■ **What is needed**:
The answer must consist only of the lines from the line with "(diff shortened: 1 of 1 files shown)" to the line with "RedNesto: Basically it's", both included, exactly as they stand below.

Data items:
__________

PR #1776, opened 2018-02-06
Added a way to launch Arrows and SpectralArrows in the ProjectileLauncher

### LINKED ISSUE #1206: launchProjectile() method failing
Something seems to have changed between the SpongeVanilla-1.11.2-6.0.0 versions 196 and 198 where the player.launchProjectile() method is no longer working. This also affects Forge (although I'm not sure when it changed) and running the exact same plugin on 196 works whereas it does not on 198.

RedNesto:
[SpongeAPI ](https://github.com/SpongePowered/SpongeAPI/pull/1769) | SpongeCommon

This PR adds a way to launch Arrows and SpectralArrows from a ProjectileSource.

I am not sure however if we should support the launch of `Arrow`s, since they represent the abstract class `EntityArrow`. The behavior this PR adds will make possible to launch `Arrow`s as `EntityTippedArrow`s internally, and logs a warning.

The question this PR brings is: "Is this a bleeding change?" (see the SpongeAPI PR).

This fixes #1206

### DIFF
--- a/src/main/java/org/spongepowered/common/entity/projectile/ProjectileLauncher.java
+++ b/src/main/java/org/spongepowered/common/entity/projectile/ProjectileLauncher.java
@@ -41,6 +41,7 @@ import net.minecraft.entity.projectile.EntityLlamaSpit;
 import net.minecraft.entity.projectile.EntityPotion;
 import net.minecraft.entity.projectile.EntitySmallFireball;
 import net.minecraft.entity.projectile.EntitySnowball;
+import net.minecraft.entity.projectile.EntitySpectralArrow;
 import net.minecraft.entity.projectile.EntityThrowable;
 import net.minecraft.entity.projectile.EntityTippedArrow;
 import net.minecraft.entity.projectile.EntityWitherSkull;
@@ -65,6 +66,8 @@ import org.spongepowered.api.entity.projectile.Projectile;
 import org.spongepowered.api.entity.projectile.Snowball;
 import org.spongepowered.api.entity.projectile.ThrownExpBottle;
 import org.spongepowered.api.entity.projectile.ThrownPotion;
+import org.spongepowered.api.entity.projectile.arrow.Arrow;
+import org.spongepowered.api.entity.projectile.arrow.SpectralArrow;
 import org.spongepowered.api.entity.projectile.arrow.TippedArrow;
 import org.spongepowered.api.entity.projectile.explosive.DragonFireball;
 import org.spongepowered.api.entity.projectile.explosive.WitherSkull;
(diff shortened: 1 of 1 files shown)


RedNesto:
~qa

src/main/java/org/spongepowered/common/entity/projectile/ProjectileLauncher.java
```diff
@@ -183,6 +186,25 @@ private static void configureThrowable(EntityThrowable entity) {
...
+                SpectralArrow arrow = (SpectralArrow) new EntitySpectralArrow(source.world, source);
+                ((EntitySpectralArrow) arrow).shoot(source, source.rotationPitch, source.rotationYaw, 0.0F, 3.0F, 0);
+                return doLaunch(loc.getExtent(), arrow);
+            }
+        });
+        registerProjectileLogic(Arrow.class, new SimpleItemLaunchLogic<Arrow>(Arrow.class, Items.ARROW) {
+
+            @Override
+            protected Optional<Arrow> createProjectile(EntityLivingBase source, Location<?> loc) {
+                SpongeImpl.getLogger().warn("An Arrow will be launched. Arrow is not what you should use, maybe you want to use TippedArrow instead");
```
kashike, line 202: Why register `Arrow.class` at all?

RedNesto: Basically it's my big question in this PR, should we allow plugins to launch `Arrow` and launch a `TippedArrow` internally or not let plugins launch an `Arrow` at all ?

@Faithcaio says that we should support launching Arrows. To me, we should only throw a warning. I just merged the two ideas ;)

ryantheleach: On one hand you can say it removes the surprise of Arrow not launching anything as it's a super type, on the other hand it's strictly incorrect.

That said, it was a previous breaking change, that had no API contract change to cause a compile error.

I'm ok with it. but it does mask the fact that the normal arrows are actually tipped arrows, or the fact there are even multiple types of arrows, but at least it throws a warning.

I'd maybe write in the warning that "Using Arrow to launch projectiles is deprecated" instead of "Arrow is not what you should use"

Faithcaio: How is this strictly incorrect? TippedArrow extends Arrow.
Also as in the linked issue. 
As a plugin dev if you want to shoot an arrow your first idea will not be to shoot a TippedArrow instead. This could be explained by javadocs but still.
Imo the fact that there is an AbstractArrow in the impl doesn't matter and we should not expose this in the API.

RedNesto: So either we follow the Minecraft implementation and we do not allow launching  `Arrow`s, either we are maintaining the false idea people have for the today's Minecraft, which is: "A classic arrow in my inventory will launch a classic arrow entity" where there is no 'classic arrow entity' but only `TippedArrow`s

I see Sponge as an API representing the actual Minecraft, not hiding fact that the implementation is now different than it used to be.

So I would way "Let's educate people, still launch a TippedArrow when they ask for Arrow and log a warning to tell them that its not what they really want". But I'm bad for this kind of log so if we keep the warning I'll see to change the message.

parlough:
Thanks for your contribution :), handled by 86bb2c109a09664016e65cf678c4d110e89c6281

PR #1779, opened 2018-02-08
Fix the InteractBlockEvent.Secondary rounding the interaction point

### LINKED ISSUE #1778: InteractBlockEvent is not giving exact interaction point when using getInteractionPoint()
**I am currently running**

- SpongeVanilla version: 1.12.2-7.1.0-BETA-16
- Java version: 1.8.0_152
- Operating System: Win 10 Home 64-bit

__________

■ **Answer to the exercise**:
(diff shortened: 1 of 1 files shown)


RedNesto:
~qa

src/main/java/org/spongepowered/common/entity/projectile/ProjectileLauncher.java
```diff
@@ -183,6 +186,25 @@ private static void configureThrowable(EntityThrowable entity) {
...
+                SpectralArrow arrow = (SpectralArrow) new EntitySpectralArrow(source.world, source);
+                ((EntitySpectralArrow) arrow).shoot(source, source.rotationPitch, source.rotationYaw, 0.0F, 3.0F, 0);
+                return doLaunch(loc.getExtent(), arrow);
+            }
+        });
+        registerProjectileLogic(Arrow.class, new SimpleItemLaunchLogic<Arrow>(Arrow.class, Items.ARROW) {
+
+            @Override
+            protected Optional<Arrow> createProjectile(EntityLivingBase source, Location<?> loc) {
+                SpongeImpl.getLogger().warn("An Arrow will be launched. Arrow is not what you should use, maybe you want to use TippedArrow instead");
```
kashike, line 202: Why register `Arrow.class` at all?

RedNesto: Basically it's my big question in this PR, should we allow plugins to launch `Arrow` and launch a `TippedArrow` internally or not let plugins launch an `Arrow` at all ?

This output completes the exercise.